*** Opening of Data ***

PR #152, opened 2024-08-09
fix: fixes `branded_preview.sh` to run the version command with the correct branch name for prod + update readme with new badge 

andreaangiolillo:
## Proposed changes
This PR updates the `branded_preview.sh` to run the foascli version command with the correct branch name for prod. It also update the the readme.md with a badge opening the preview file.
Screenshot 2024-08-09 at 16 39 00


.github/scripts/branded_preview.sh
```diff
@@ -1,12 +1,13 @@
 #!/bin/bash
 set -eou pipefail
 
+foascli versions -s v2.json --env "${target_env:?}" -o versions.json
+
```
andreaangiolillo, line 5: main fix, we were providing the env=main instead of prod, defaulting to dev

blva (approved):

PR #156, opened 2024-08-11
CLOUDP-266992: Migrate changes_processor.py logic to foascli

andreaangiolillo:
## Proposed changes

_Jira ticket:_ CLOUDP-266992

### DIFF
--- a/tools/cli/internal/changelog/merge.go
+++ b/tools/cli/internal/changelog/merge.go
@@ -18,9 +18,6 @@ const (
 	changeTypeUpdate        = "update"
 	changeTypeDeprecated    = "deprecate"
 	changeTypeRemove        = "remove"
-	ChangeLevelErr          = 3
-	ChangeLevelWarn         = 2
-	ChangeLevelInfo         = 1
 )
 
 func newChangeTypePriority() map[string]int {
@@ -38,6 +35,7 @@ func newChangeTypeOverrides() map[string]string {
 	}
 }
 
+// MergeChangelog merges the base changelog with the new changes from a Base and Revision OpenAPI specs
 func (m *Metadata) MergeChangelog() ([]*Entry, error) {
 	changes, err := m.newOasDiffEntries()
 	if err != nil {
@@ -52,6 +50,16 @@ func (m *Metadata) MergeChangelog() ([]*Entry, error) {
 	return m.mergeChangelog(changeTypeUpdate, changes, conf)
 }
 
+// mergeChangelog merges the base changelog with the new changes
+// Logic:
+// 1. If the entry already exists in the changelog for the Run Date, use that entry or create it (newEntryAtRunDate)
+// 2. Get only the deprecated by newer version changes (newDeprecatedByNewerVersionChanges)
+// 3. Run newMergedChanges for deprecated changes
+// 4. Get only the revision changes (newRevisionChanges)
+// 5. Run newMergedChanges for revision changes
+// 6. If there are any changes, append them to the entry
+// 7. Append the entry to the changelog
+// 8. Sort the changelog by date DESC, path + httpMethod ASC, version DESC
 func (m *Metadata) mergeChangelog(
 	changeType string,
 	changes []*outputfilter.OasDiffEntry,
@@ -61,12 +69,7 @@ func (m *Metadata) mergeChangelog(
 		return nil, err
 	}
 
-	index, entry := m.newEntryAtRunDate(changelog)
-	if index != -1 {
-		// If the entry already exists, remove it from the changelog
-		changelog = append(changelog[:index], changelog[index+1:]...)
-	}
-
+	entry := m.newEntryAtRunDate(&changelog)
 	depreactedChanges := m.newDeprecatedByNewerVersionChanges(changes, conf)
 	mergedDeprecatedPathsChanges, err := newMergedChanges(depreactedChanges, changeTypeDeprecated, m.Base.Version, entry.Paths, conf)
 	if err != nil {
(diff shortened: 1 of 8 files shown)


tools/cli/internal/changelog/merge.go
```diff
@@ -0,0 +1,323 @@
...
+	}
+}
+
+func newChangeTypeOverrides() map[string]string {
+	return map[string]string{
+		endpointAddedCode: changeTypeRelease,
+	}
+}
+
+func (m *Metadata) MergeChangelog() ([]*Entry, error) {
```
blva, line 41: [nit] document public func

tools/cli/internal/changelog/merge.go
```diff
@@ -0,0 +1,323 @@
...
+	conf map[string]*outputfilter.OperationConfigs) ([]*Entry, error) {
+	changelog, err := duplicateChangelog(m.BaseChangelog)
+	if err != nil {
+		return nil, err
+	}
+
+	index, entry := m.newEntryAtRunDate(changelog)
+	if index != -1 {
+		// If the entry already exists, remove it from the changelog
+		changelog = append(changelog[:index], changelog[index+1:]...)
```
blva, line 67: [q] why? I didn't find this in the code, should we remove or should we merge the already ran ones? is there any risk we could lose data here?

tools/cli/internal/changelog/merge.go
```diff
@@ -0,0 +1,323 @@
...
+	}
+
+	depreactedChanges := m.newDeprecatedByNewerVersionChanges(changes, conf)
+	mergedDeprecatedPathsChanges, err := newMergedChanges(depreactedChanges, changeTypeDeprecated, m.Base.Version, entry.Paths, conf)
+	if err != nil {
+		return nil, err
+	}
+
+	revisionChanges := m.newRevisionChanges(changes)
```
blva, line 76: [nit[ it's a bit difficult to understand what you're doing in `mergeChangelog` at a high levle, could this part from line 76 to 8- be a func?

blva: maybe a ccomment in the func could also help

tools/cli/internal/changelog/merge.go
```diff
@@ -0,0 +1,323 @@
...
+
+	if len(changes) == 0 {
+		return m.BaseChangelog, nil
+	}
+
+	conf := outputfilter.NewOperationConfigs(m.Base, m.Revision)
+	return m.mergeChangelog(changeTypeUpdate, changes, conf)
+}
+
+func (m *Metadata) mergeChangelog(
```
blva, line 55: can we explicitly filter the path changes somewhere here, or we don't need it?

tools/cli/internal/changelog/merge.go
```diff
@@ -0,0 +1,323 @@
...
+const (
+	endpointAddedCode       = "endpoint-added"
+	endpointDeprecatedCode  = "endpoint-deprecated"
+	endpointReactivatedCode = "endpoint-reactivated"
+	notSetPriority          = 10
+	changeTypeRelease       = "release"
+	changeTypeUpdate        = "update"
+	changeTypeDeprecated    = "deprecate"
+	changeTypeRemove        = "remove"
+	ChangeLevelErr          = 3
```
blva, line 21: nit - are we able to import this from oasdiff? (once they changed it and it messed a bunch of stuff)

tools/cli/internal/changelog/merge.go
```diff
@@ -0,0 +1,323 @@
...
+	if index != -1 {
+		// If the entry already exists, remove it from the changelog
+		changelog = append(changelog[:index], changelog[index+1:]...)
+	}
+
+	depreactedChanges := m.newDeprecatedByNewerVersionChanges(changes, conf)
+	mergedDeprecatedPathsChanges, err := newMergedChanges(depreactedChanges, changeTypeDeprecated, m.Base.Version, entry.Paths, conf)
+	if err != nil {
+		return nil, err
+	}
```
blva, line 74: nit: move this into another func if possible, andsay what it does

do we detect deprecation changes and merge them?

tools/cli/internal/changelog/merge.go
andreaangiolillo: This piece of logic is the one inside `_insert_date_if_absent`. In python, we return the same entry we have in the changelog and work on it. With golang if we don't want to remove the same entry, we need to return a pointer to the element in the array from `_insert_date_if_absent`, which means that we need to first pass a pointer to the changelog `*[]*Entry` and then return a *Entry. I will try to use this logic to avoid deletion.

tools/cli/internal/changelog/merge.go
andreaangiolillo: updated

tools/cli/internal/changelog/merge.go
andreaangiolillo: > do we detect deprecation changes and merge them?
yes

updated.

tools/cli/internal/changelog/merge.go
andreaangiolillo: updated

tools/cli/internal/changelog/merge.go
andreaangiolillo: updated

tools/cli/internal/changelog/merge.go
andreaangiolillo: updated

tools/cli/internal/changelog/merge.go
andreaangiolillo: we filter the path changes inside `newPathsFromChanges`

blva (approved):
LGTM, thanks for the changes!!

PR #169, opened 2024-08-15
CLOUDP-266429: Update the changelog create command to compare all the versions

andreaangiolillo:
## Proposed changes

_Jira ticket:_ CLOUDP-266429

This PR adds the changelog versions logic to changelog create command. I tested the generated file with the ones in [evergreen](https://evergreen.mongodb.com/task/mms_v20240731_generate_changelog_GENERATE_CHANGELOG_66b33417bbd01600072e92cb_24_08_07_08_45_11) and they matched

**We have a separate ticket to add the e2e tests**


tools/cli/internal/changelog/changelog.go
```diff
@@ -77,7 +78,7 @@ type Path struct {
 	Tag            string     `json:"tag"`
 	StabilityLevel string     `json:"stabilityLevel,omitempty"`
 	ChangeType     string     `json:"changeType,omitempty"`
-	Changes        []Change   `json:"changes,omitempty"`
+	Changes        []*Change  `json:"changes,omitempty"`
```
jeroenvervaeke, line 81: [q] just for my understanding, why are you using a pointer here?
what's the difference between `nil` and an empty slice?

andreaangiolillo: Because I am passing `changes` to different functions and it avoids copying the value on each of them and it should be more efficient during the append https://stackoverflow.com/questions/27622083/slices-of-structs-vs-slices-of-pointers-to-structs

tools/cli/internal/openapi/file.go
```diff
@@ -31,20 +32,49 @@ const (
...
+		if err != nil {
+			return err
+		}
+
+		path = newPathWithExtension(path, YAML)
+		if err := afero.WriteFile(fs, path, dataYAML, 0o600); err != nil {
+			return err
+		}
+
+		log.Printf("\nnFile was saved in '%s'.\n\n", path)
```
blva, line 64: is \nn a typo?

tools/cli/internal/openapi/file.go
```diff
@@ -31,20 +32,49 @@ const (
 	DotJSON = ".json"
 )
 
-func SaveSpec(path string, oas *Spec, format string, fs afero.Fs) error {
-	data, err := NewArrayBytesFromOAS(oas, path, format)
+// SaveToFile saves the content to a file in the specified format.
+// If format is empty, it saves the content in both JSON and YAML formats.
+// Note:
+// - SaveToFile expects the path to be a file path, not a directory path.
```
blva, line 38: [nit] if that's so, can we make sure to check if path is a directory and throw an error if it is?

tools/cli/internal/cli/changelog/create_test.go
```diff
@@ -0,0 +1,31 @@
...
+package changelog
+
+import (
+	"testing"
+
+	"github.com/mongodb/openapi/tools/cli/internal/cli/flag"
+	"github.com/mongodb/openapi/tools/cli/internal/test"
+)
+
+func TestCreateBuilder(t *testing.T) {
```
blva, line 24: [q] will we add more unit tests for create.go in another ticket?

tools/cli/internal/cli/changelog/create.go
```diff
@@ -81,6 +125,9 @@ func CreateBuilder() *cobra.Command {
 		Short:   "Generate the changelog for the OpenAPI spec.",
 		Args:    cobra.NoArgs,
 		RunE: func(_ *cobra.Command, _ []string) error {
+			if err := opts.validations(); err != nil {
```
blva, line 128: [q] why validations in RunE and not `PreRunE`?

tools/cli/internal/cli/changelog/create.go
```diff
@@ -45,19 +49,59 @@ func (o *Opts) Run() error {
...
+	if errSaveFile := openapi.SaveToFile(
+		o.newOutputFilePath(fmt.Sprintf("%s/%s", changelogAllFolderName, changelogAllFileName)), "", entries, o.fs); errSaveFile != nil {
+		return errSaveFile
+	}
+
+	if err := o.fs.MkdirAll(fmt.Sprintf("%s/%s", o.outputPath, versionChangelogFolderName), 0o755); err != nil {
+		return err
+	}
+
+	for _, entry := range versionedEntries {
```
blva, line 80: [q] not sure I remember why we need the versioned entries to bse saved, do we need them?

tools/cli/internal/openapi/file.go
andreaangiolillo: no, this comment is not needed. I am actually not sure what I meant here 🤦

tools/cli/internal/cli/changelog/create.go
andreaangiolillo: updated

tools/cli/internal/cli/changelog/create_test.go
andreaangiolillo: no, the command is only calling changelog functions and saving files. We already have unit tests for changelog and we are going also to add e2e tests so I think are okay. Let me know if you were thinking on specific unit tests scenarios that we could add for the create command and I will add them in a follow up PR

tools/cli/internal/cli/changelog/create.go
andreaangiolillo: my understanding is that the versioned entries (the `fromVersion_toVersion.json` files) are the ones shown to the user when comparing two versions

blva: hmmm, I don't remember, but I think that docs use changelog.json as well, but ok to keep them here until we find out

tools/cli/internal/cli/changelog/create_test.go
blva: yeah, I'd like to test the saving files logic for sure since we can find bugs also in the way we write files/folders etc - great if it can be a follow-up!

blva (approved):
LGTM, thanks for the changes!

PR #175, opened 2024-08-19
CLOUDP-263207 Use internal OAS instead of fetching from s3 bucket

Luke-Sanderson:
### Previous method
- Fetch a list of current versions and store in a file named versions.json
- Fetch the most recent version of the OAS from the s3 bucket.
- Compare OAS with cached sha to determine if workflow should continue
 
### Proposed method
- Only will start on Prod OAS Release PR merge so always will be a new version of the OAS
- Sort the files in the OpenAPI folder 
- Get the most recent OAS
- Extract the version from the file name and store in a file version.txt

### Advantages
- Removes 2 API calls per run
- Set to run only on merge of Prod OAS Release PR rather than Cron job

Tested on [fork](https://github.com/Luke-Sanderson/openapi/actions/runs/10455292810/job/28949901224), note it only failed on the upload step due to secrets not being set. Output on the fetch step shows correct version.

_Jira ticket:_ CLOUDP-263207

## Checklist


.github/workflows/release-postman.yml
```diff
@@ -1,39 +1,28 @@
 name: Postman Release
 on:
-  schedule:
-    - cron: '0 10 ? * *'
+  pull_request:
+    branches: 
+      - main
+    types:
+      - closed
```
andreaangiolillo, line 7: does this mean that this action will run after any new PRs that is merged into master?

.github/workflows/release-postman.yml
```diff
@@ -1,39 +1,28 @@
...
   workflow_dispatch:
 permissions:
   issues: write
 
 jobs:
   release-postman:
+    if: ${{ github.head_ref == 'api-bot-update' && github.event.pull_request.merged }}
```
andreaangiolillo, line 14: ah okay, here you are checking for PRs coming from the user used for the release

andreaangiolillo (approved):
LGTM

.github/workflows/release-postman.yml
Luke-Sanderson: Yeah it will run the workflow on every merge to master but the main job itself will only run on release PR merges. This was the only way I could find to do it on the [github docs](https://www.mongodb.com/developer/products/atlas/admin-api-postman/)

PR #181, opened 2024-08-20
CLOUDP-267019: [e2e test] Add an e2e scenario to test the changelog create [Part 2]

andreaangiolillo:
## Proposed changes

_Jira ticket:_ CLOUDP-267019

Follow up from #179


tools/cli/test/data/changelog/same-api-version/output/2023-01-01_2023-02-01.json
```diff
@@ -0,0 +1,364 @@
+[
```
blva, line 1: is this the test output or the expected output?

blva: if test output, can we add to git ignore

andreaangiolillo: no, there are the files that I downloaded (manually) from evergreen and are compared to the ones generated by the e2e test

PR #184, opened 2024-08-20
feat: add `changelog metadata create` command

andreaangiolillo:
## Proposed changes
This PR creates the `changelog metadata create` to help with the generation of the metadata file during the release process

```bash
./bin/foascli changelog metadata create --help                                                                                         
Generate the changelog for the OpenAPI spec.

Usage:
  foascli changelog metadata create [flags]

Aliases:
  create, generate

Flags:
  -h, --help               help for create
  -o, --output string      File name or path where the command will store the output.
  -d, --run-date string    Date when the changelog was generated. (Format: YYYY-MM-DD)
      --sha string         SHA of the commit of the openapi specification used to generate the changelog.
  -v, --versions strings   List of versions to consider when generating the changelog. (Format: YYYY-MM-DD)
```

```bash
./bin/foascli changelog metadata create --sha e624d716e86f6910757b60cefdf3aa3181582d38 --versions=2024-01-01,2024-09-22             
{
  "runDate": "2024-08-20",
  "specRevision": "e624d716e86f6910757b60cefdf3aa3181582d38",
  "specRevisionShort": "e624d716e86",
  "versions": [
    "2024-01-01",
    "2024-09-22"
  ]
}
```

### DIFF
--- a/tools/cli/internal/cli/changelog/metadata/create_test.go
+++ b/tools/cli/internal/cli/changelog/metadata/create_test.go
@@ -26,7 +26,7 @@ import (
 func TestCreateBuild_Run(t *testing.T) {
 	fs := afero.NewMemMapFs()
 	opts := &Opts{
-		specRevision: "test",
+		specRevision: "11110c256dffdb163be71a3ca70854a57fad5f6f",
 		runDate:      "2024-01-01",
 		versions:     []string{"2024-01-01"},
 		fs:           fs,


tools/cli/internal/cli/changelog/metadata/metadata_test.go
```diff
@@ -0,0 +1,30 @@
...
+	"testing"
+
+	"github.com/mongodb/openapi/tools/cli/internal/test"
+)
+
+func TestBuilder(t *testing.T) {
+	test.CmdValidator(
+		t,
+		Builder(),
+		1,
```
jeroenvervaeke, line 27: [q] Does adding this kind of unit test add any value?

jeroenvervaeke (approved):

tools/cli/internal/cli/changelog/metadata/metadata_test.go
andreaangiolillo: for this command maybe not that much but when the command has flags it makes sure that all the expected flags are attached to the command

PR #238, opened 2024-10-07
CLOUDP-277321: reverted changelog changes

andreaangiolillo:
## Proposed changes

_Jira ticket:_ CLOUDP-277321

This PR manually updates the prod changelog to remove the entries related to the invite endpoints.

FYI: This PR also fixes the changelog end-to-end (e2e) tests, which started failing because the newly generated changelog did not include the invite endpoints. As a result, the e2e tests were failing due to a mismatch between the generated changelog and the expected one.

*** Close of Data ***

▸ Action item
Could you report how many lines of the entries include the word "expected"? Only the number is needed.

▸ Solution to the problem
3